Die Beziehungen zwischen Israel und der EU verschlechtern sich, nachdem Außenbeauftragte Kaja Kallas einen umstrittenen Vergleich zu Apartheid geäußert haben soll. Außenminister Saar fordert eine Entschuldigung und bricht den Kontakt zu Kallas ab.

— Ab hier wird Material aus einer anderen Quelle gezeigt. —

PR #591, opened 2020-11-03
Add new diagnostics for immutability

j3parker:


src/D2L.CodeStyle.Analyzers/Diagnostics.cs
```diff
@@ -514,5 +514,77 @@ public static class Diagnostics {
 			isEnabledByDefault: true,
 			description: "We require that event types be sealed."
 		);
+
+		public static readonly DiagnosticDescriptor MutableBaseType = new DiagnosticDescriptor(
+			id: "D2L0061",
+			title: "Base class for immutable type must be [Immutable] (or [ImmutableBaseClass])",
+			messageFormat: "{0}'s base class is {1} which is missing [Immutable] (or, more weakly, [ImmutableBaseClass]).",
```
j3parker, line 521: "Foo's base class is Bar which is missing [Immutable] (or, more weakly, [ImmutableBaseClass])"

src/D2L.CodeStyle.Analyzers/Diagnostics.cs
```diff
@@ -514,5 +514,77 @@ public static class Diagnostics {
...
+			category: "Immutability",
+			defaultSeverity: DiagnosticSeverity.Error,
+			isEnabledByDefault: true
+		);
+
+		public static readonly DiagnosticDescriptor ArraysAreMutable = new DiagnosticDescriptor(
+			id: "D2L0062",
+			title: "Arrays are mutable and thus can't be held by an immutable type.",
+			messageFormat: "{0}[]'s are mutable even if {0}'s are immutable because array items can be substituted. Prefer an immutable container type such as ImmutableArray<{0}>.",
```
j3parker, line 530: "Foo[]'s are mutable even if Foo's are immutable because array items can be substituted. Prefer an immutable container type such as ImmutableArray<Foo>."

src/D2L.CodeStyle.Analyzers/Diagnostics.cs
```diff
@@ -514,5 +514,77 @@ public static class Diagnostics {
...
+			messageFormat: "Dynamic objects are mutable and thus can't be held by an immutable type.",
+			category: "Immutability",
+			defaultSeverity: DiagnosticSeverity.Error,
+			isEnabledByDefault: true
+		);
+
+		public static readonly DiagnosticDescriptor TypeParameterIsNotKnownToBeImmutable = new DiagnosticDescriptor(
+			id: "D2L0064",
+			title: "Type parameter is not known to be immutable.",
+			messageFormat: "The type parameter {0} is not known to be immutable. Add [Immutable] to it.",
```
j3parker, line 548: "The type parameter T is not known to be immutable. Add [Immutable] to it."

src/D2L.CodeStyle.Analyzers/Diagnostics.cs
```diff
@@ -514,5 +514,77 @@ public static class Diagnostics {
...
+			category: "Immutability",
+			defaultSeverity: DiagnosticSeverity.Error,
+			isEnabledByDefault: true
+		);
+
+		public static readonly DiagnosticDescriptor UnexpectedTypeKind = new DiagnosticDescriptor(
+			id: "D2L0065",
+			title: "Unsupported type kind inside an immutable type declaration.",
+			messageFormat: "The type kind {0} is unexpected/unhandled by the immutability analyzer, and for safety we are emitting an error. This is a bug in the analyzer.",
```
j3parker, line 557: This "shouldn't happen" (until it does).

src/D2L.CodeStyle.Analyzers/Diagnostics.cs
```diff
@@ -514,5 +514,77 @@ public static class Diagnostics {
...
+			category: "Immutability",
+			defaultSeverity: DiagnosticSeverity.Error,
+			isEnabledByDefault: true
+		);
+
+		public static readonly DiagnosticDescriptor TypeNeedsImmutableAttribute = new DiagnosticDescriptor(
+			id: "D2L0066",
+			title: "Type may be mutable.",
+			messageFormat: "The {0} {1} is missing the [Immutable]{2} attribute, so it isn't safe to be held by an immutable type",
```
j3parker, line 566: "The interface IFoo is missing the [Immutable] attribute, so it isn't safe to be held by an immutable type."
"The class Bar is missing the [Immutable] (or [ImmutableBaseClass]) attribute, so it isn't safe to be held by an immutable type."

Isn't there already an error for base classes? Yes. But the logic for `[ImmutableBaseClass]` is used for other stuff too (it's a very bad name). e.g.:

```
private static readonly IFoo m_foo = new Foo( ... );
```

In this case (modulo the #190 bug) things are allowed if `Foo` has `[ImmutableBaseClass]`.

(I'd like to change the attribute up a bit, but I'll leave that talk for the next PR (which doesn't touch the attribute but will better contextualize the discussion))

src/D2L.CodeStyle.Analyzers/Diagnostics.cs
omsmith: I guess that's better than throwing.

src/D2L.CodeStyle.Analyzers/Diagnostics.cs
```diff
@@ -514,5 +514,77 @@ public static class Diagnostics {
...
+			category: "Immutability",
+			defaultSeverity: DiagnosticSeverity.Error,
+			isEnabledByDefault: true
+		);
+
+		public static readonly DiagnosticDescriptor MemberIsNotReadOnly = new DiagnosticDescriptor(
+			id: "D2L0067",
+			title: "Member must be readonly inside immutable type.",
+			messageFormat: "The {0} {1} must be readonly because {2} is immutable.",
```
j3parker, line 575: "The field m_foo must be readonly because ParentType is immutable."

src/D2L.CodeStyle.Analyzers/Diagnostics.cs
```diff
@@ -514,5 +514,77 @@ public static class Diagnostics {
...
+			category: "Immutability",
+			defaultSeverity: DiagnosticSeverity.Error,
+			isEnabledByDefault: true
+		);
+
+		public static readonly DiagnosticDescriptor UnexpectedMemberKind = new DiagnosticDescriptor(
+			id: "D2L0068",
+			title: "Unsupported member type in immutable type declaration.",
+			messageFormat: "The member {0} is of type {1} which is not supported by the immutability analyzer. This is a bug.",
```
j3parker, line 584: This "shouldn't happen" (until it does).

src/D2L.CodeStyle.Analyzers/Diagnostics.cs
j3parker: Yeah. Right now we sometimes throw and sometime diagnostic. Diagnostic is nicer because in VS if your analyzer throws VS bans it (or offers to do so).

src/D2L.CodeStyle.Analyzers/Diagnostics.cs
```diff
@@ -514,5 +514,77 @@ public static class Diagnostics {
...
+		public static readonly DiagnosticDescriptor UnexpectedTypeKind = new DiagnosticDescriptor(
+			id: "D2L0065",
+			title: "Unsupported type kind inside an immutable type declaration.",
+			messageFormat: "The type kind {0} is unexpected/unhandled by the immutability analyzer, and for safety we are emitting an error. This is a bug in the analyzer.",
+			category: "Immutability",
+			defaultSeverity: DiagnosticSeverity.Error,
+			isEnabledByDefault: true
+		);
+
+		public static readonly DiagnosticDescriptor TypeNeedsImmutableAttribute = new DiagnosticDescriptor(
```
omsmith, line 563: The naming of this implies to me it would be ~ D2L0040 MissingTransitiveImmutableAttribute vs what it is

src/D2L.CodeStyle.Analyzers/Diagnostics.cs
```diff
@@ -514,5 +514,77 @@ public static class Diagnostics {
...
+		public static readonly DiagnosticDescriptor MutableBaseType = new DiagnosticDescriptor(
+			id: "D2L0061",
+			title: "Base class for immutable type must be [Immutable] (or [ImmutableBaseClass])",
+			messageFormat: "{0}'s base class is {1} which is missing [Immutable] (or, more weakly, [ImmutableBaseClass]).",
+			category: "Immutability",
+			defaultSeverity: DiagnosticSeverity.Error,
+			isEnabledByDefault: true
+		);
+
+		public static readonly DiagnosticDescriptor ArraysAreMutable = new DiagnosticDescriptor(
```
omsmith, line 527: Does this need a special diagnostic? Or are you calling it out separately because you can't `[Immutable]` so the language in `D2L0066` doesn't apply?

Does it need to be separate from `D2L0063` though? "This is a mutable thing that can't be made immutable, choose something else"

src/D2L.CodeStyle.Analyzers/Diagnostics.cs
j3parker: Ah, these are two different cases:

1. If you need `[Immutable]` because you implement an `[Immutable]` interface (or etc.) then you should get D2L0040
2. If you are held onto a `Foo` and `Foo` isn't immutable, that's an error

Ideally we only show (1) and not (2) if applicable.

If you can think of a better name for the diagnostic var LMK.

src/D2L.CodeStyle.Analyzers/Diagnostics.cs
j3parker: > Does this need a special diagnostic? Or are you calling it out separately because you can't [Immutable] so the language in D2L0066 doesn't apply?

It's a separate branch of code, but the reason you gave is good.

> Does it need to be separate from D2L0063 though? "This is a mutable thing that can't be made immutable, choose something else"

D2L0063 is about like `private readonly dynamic m_magic`.

j3parker: (The error messages don't _have_ to be this granular (they're very much not right now) but the steps to fix are very different so I think it's worth it.)

src/D2L.CodeStyle.Analyzers/Diagnostics.cs
omsmith: Given the way we're going with the container analyzer, the wording on this seems off to me.

> Type parameter is not known to be immutable.

This implies to me that if I add `<T>` -> `<[Immutable] T>`, then `T` is guaranteed to be immutable. This aligns with current behaviour of immutable generics.

> Type parameter is not considered to be immutable.

Splitting hairs, but the slightly different wording I think alludes to the real situation a bit better. "This may or may not be immutable, but if you want it to be considered to be immutable for the purpose of analyzing your class declaration, add `[Immutable]` to it."

src/D2L.CodeStyle.Analyzers/Diagnostics.cs
omsmith: Yeah for sure. Maybe `MutableTypeHeldByImmutableType`

src/D2L.CodeStyle.Analyzers/Diagnostics.cs
omsmith: I guess since you're suggesting `ImmutableArray`, k

src/D2L.CodeStyle.Analyzers/Diagnostics.cs
j3parker: Done

src/D2L.CodeStyle.Analyzers/Diagnostics.cs
j3parker: > This aligns with current behaviour of immutable generics.

Yeah, I was kinda trying to not step on your toes :)

Agreed the wording is not fantastic. Want to fix this when you do the container stuff?

src/D2L.CodeStyle.Analyzers/Diagnostics.cs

Unzufrieden mit Kaja Kallas: Israel spricht nicht mehr mit der EU-Außenbeauftragten
Taylor Brandon auf Unsplash

Aufgrund eines umstrittenen Vergleichs hat Israel den Kontakt zur EU-Außenbeauftragten Kaja Kallas vorübergehend eingestellt. Der israelische Außenminister Gideon Saar äußerte seinen Unmut über Kallas, die Israel während eines Besuchs in Mexiko angeblich mit dem Apartheid-Regime in Südafrika verglichen haben soll. Bis zu einer Rücknahme ihrer Äußerungen wird Saar keine Gespräche mit Kallas führen.

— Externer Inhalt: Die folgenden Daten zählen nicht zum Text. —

PR #592, opened 2020-11-09
Add support for querying if a type is known to be immutable.

j3parker:
This organizes the logic to ask "do we know if this type is immutable?".
This is a different question than "is it OK for this declaration to have
[Immutable]?", or "does this declaration need to have [Immutable]?".

This is missing support for "generic container types" like
ImmutableArray<T>, where the type is conditionally immutable.

### DIFF
--- a/src/D2L.CodeStyle.Analyzers/Immutability/ImmutabilityContext.cs
+++ b/src/D2L.CodeStyle.Analyzers/Immutability/ImmutabilityContext.cs
@@ -1,0 +1,182 @@
+﻿using System;
+using System.Collections.Generic;
+using System.Collections.Immutable;
+using Microsoft.CodeAnalysis;
+
+namespace D2L.CodeStyle.Analyzers.Immutability {
+	/// <summary>
+	/// Used to answer "do we know if this type immutable?" (in whichever sense).
+	/// Generally this means checking for [Immutable] etc., but there are also
+	/// some pre-approved types (like int) and other logic that this class
+	/// organizes.
+	///
+	/// This doesn't do anything particularly smart: e.g. for a user defined
+	/// class it is mostly just looking for [Immutable]. If this judges a type
+	/// as not known to be immutable that doesn't mean it is mutable.
+	/// </summary>
+	internal sealed class ImmutabilityContext {
+		private readonly ImmutableDictionary<ITypeSymbol, ImmutableTypeInfo> m_extraImmutableTypes = null;
+
+		// Hard code this to avoid looking up the ITypeSymbol to include it in m_extraImmutableTypes
+		private static readonly ImmutableHashSet<SpecialType> m_totallyImmutableSpecialTypes = ImmutableHashSet.Create(
+			SpecialType.System_Enum,
+			SpecialType.System_Boolean,
+			SpecialType.System_Char,
+			SpecialType.System_SByte,
+			SpecialType.System_Byte,
+			SpecialType.System_Int16,
+			SpecialType.System_UInt16,
+			SpecialType.System_Int32,
+			SpecialType.System_UInt32,
+			SpecialType.System_Int64,
+			SpecialType.System_UInt64,
+			SpecialType.System_Decimal,
+			SpecialType.System_Single,
+			SpecialType.System_Double,
+			SpecialType.System_String,
+			SpecialType.System_IntPtr,
+			SpecialType.System_UIntPtr,
+			SpecialType.System_ValueType
+		);
+
+		public ImmutabilityContext( IEnumerable<ImmutableTypeInfo> extraImmutableTypes ) {
+			m_extraImmutableTypes = extraImmutableTypes
+				.ToImmutableDictionary(
+					info => info.Type,
+					info => info
+				);
+		}
+
+		/// <summary>
+		/// Determines if a type is known to be immutable.
+		/// </summary>
+		/// <param name="type">The type to check</param>
+		/// <param name="kind">The degree of immutability</param>
+		/// <param name="diag">If this method returns false, an explaination for why its not known to be immutable.</param>
+		/// <returns>Is the type immutable?</returns>
+		public bool IsImmutable(
+			ITypeSymbol type,
+			ImmutableTypeKind kind,
+			Location location,
+			out Diagnostic diagnostic
+		) {
+			if ( kind == ImmutableTypeKind.None ) {
+				throw new ArgumentException(
+					"ImmutabilityKind.None is not a valid question to ask this function",
+					nameof( kind )
+				);
+			}
+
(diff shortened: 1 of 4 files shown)


j3parker:
(gotta write some tests)

j3parker:
> (gotta write some tests)

We're now planning on getting stuff in and iterating (without it running etc.)

src/D2L.CodeStyle.Analyzers/Immutability/ImmutableTypeKind.cs
```diff
@@ -0,0 +1,28 @@
...
+		/// an immutable value.
+		/// </summary>
+		Instance = 1,
+
+
+		/// <summary>
+		/// A type T is totally immutable if all objects of type T are
+		/// immutable. This is a stronger condition than instance immutability.
+		/// </summary>
+		Total = 2 | Instance,
```
j3parker, line 26: This+`ImmutableTypeInfo` is the stuff I care most about pinning down: we have a shocking amount of reimplementation in the immutability stuff due to how it was developed over time. Stuff like `[ImmutableGeneric]` and the many ways that we "bless" types.

The comments in here I think capture what we're trying to do. To make all this happen we need:

* A way to tell if a type is known to be immutable in one of these two ways (`ImmutabilityContext` -- it is context dependent, e.g. based on type arguments, and when you're analyzing `Foo`s decl you assume that `Foo` is immutable, etc.)
* A way to validate that an `[Immutable]` decl is valid (looks at fields, makes sure they're readonly, etc.... `ImmutableDeclarationChecker` in next PR)
* If a type is `[Immutable]` (in this `Total` sense) then any subclass/implementation also needs to be `[Immutable]`. We already have an analyzer for this (it was done awhile ago with this refactoring in mind)

src/D2L.CodeStyle.Analyzers/Immutability/ImmutableTypeInfo.cs
```diff
@@ -0,0 +1,35 @@
...
+using Microsoft.CodeAnalysis;
+
+namespace D2L.CodeStyle.Analyzers.Immutability {
+	/// <summary>
+	/// A representation of the immutability of some type.
+	/// </summary>
+	internal readonly struct ImmutableTypeInfo : IEquatable<ImmutableTypeInfo> {
+		public ImmutableTypeInfo(
+			ImmutableTypeKind kind,
+			ITypeSymbol type
```
j3parker, line 11: To support generic container classes like `ImmtuableArray<T>` (either "blessed" or user-defined) this needs to have a list of `ITypeParameterSymbol`s that the immutability is conditional upon.

There won't be support for saying `X<A,B>` is `ImmutableTypeKind.Total` if `A`&`B` are `ImmutableKind.Total`, but `ImmutableTypeKind.Instance` if only `A` is, etc.... in other words we're only going to bother having at most one `ImmutableTypeInfo` judgement per `ITypeSymbol`.

src/D2L.CodeStyle.Analyzers/Immutability/ImmutabilityContext.cs
```diff
@@ -0,0 +1,178 @@
...
+						Diagnostics.ArraysAreMutable,
+						location,
+						type.Name
+					);
+
+					return false;
+
+				case TypeKind.Delegate:
+					// Delegate members just give a name to a function type.
+					return true;
```
j3parker, line 119: This is a difference from the current analyzer. Seems fine to me?

src/D2L.CodeStyle.Analyzers/Immutability/ImmutableTypeInfo.cs
```diff
@@ -0,0 +1,35 @@
...
+		) {
+			Kind = kind;
+			Type = type;
+		}
+
+		public ImmutableTypeKind Kind { get; }
+
+		public ITypeSymbol Type { get; }
+
+		public bool Equals( ImmutableTypeInfo other ) => this.Equals( other );
```
j3parker, line 21: Uh this stuff is probably not needed. Initially I had a hashset of these types but now its `Dictionary<ITypeSymbol, ImmutableTypeInfo>`.

(`ISymbol` is `IEquatable<ISymbol?>`)

src/D2L.CodeStyle.Analyzers/Immutability/ImmutabilityContext.cs
mthjones: Would this change allow something like this to pass the analyzer?

```cs
public delegate string SillyDelegate( string key );

[Immutable]
public class Foo {
    public SillyDelegate m_func;

    public Foo( Dictionary<string, string> sillyCache, IConfigViewer viewer ) {
        m_func = key => {
			if( !sillyCache.TryGetValue( key, out string value ) ) {
				sillyCache[key] = viewer.GetValue( key );
			}
			return value;
        };
    }

	public string GetValue( string key ) => m_func( key );
}
```

j3parker: Yes, this is wrong:

```cs
const string src = @"
	class X {
		delegate void Y();
		public Y m_y;
		event Y m_z;
	}";

var tree = CSharpSyntaxTree.ParseText( src );
var compilation = CSharpCompilation.Create( "assembly", new [] { tree } );
var model = compilation.GetSemanticModel( tree );
var decl = tree.GetRoot().ChildNodes().First();
var xtype = (INamedTypeSymbol)model.GetDeclaredSymbol( decl );
var members = xtype.GetMembers();

foreach( var member in members ) {
	var memberTypeInfo =
		member is IPropertySymbol prop ? $" of type {prop.Type.Name} which is a {prop.Type.TypeKind}"
		: member is IFieldSymbol field ? $" of type {field.Type.Name} which is a {field.Type.TypeKind}"
		: null;

	Console.WriteLine( $"{member.Name} is a {member.Kind}{memberTypeInfo} (implicit: {member.IsImplicitlyDeclared})" );
}
```

outputs:

```
Y is a NamedType (implicit: False)
m_y is a Field of type Y which is a Delegate (implicit: False)
add_m_z is a Method (implicit: True)
remove_m_z is a Method (implicit: True)
m_z is a Event (implicit: False)
.ctor is a Method (implicit: True)
```

This code will get used to look at a fields type, and the only time we see TypeKind == delegate is when we have a field/property that uses a delegate, not when a delegate is declared (that one is just a NamedType member)... I got mixed up.

j3parker: Fixed; thanks.

mthjones (approved):

omsmith (approved):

Kallas, die seit 2024 im Amt ist, soll laut Berichten das israelische Vorgehen im Westjordanland und im Gazastreifen mit der historischen Rassentrennung in Südafrika gleichgesetzt haben. Saar forderte eine Entschuldigung von Kallas und betonte, dass er erst wieder mit ihr kommunizieren werde, wenn sie ihre Aussagen zurückzieht.

Die Spannungen zwischen Israel und der Europäischen Union nehmen damit weiter zu und werfen Fragen über die zukünftigen diplomatischen Beziehungen auf. Eine Stellungnahme aus dem Büro der EU-Außenbeauftragten steht bislang aus.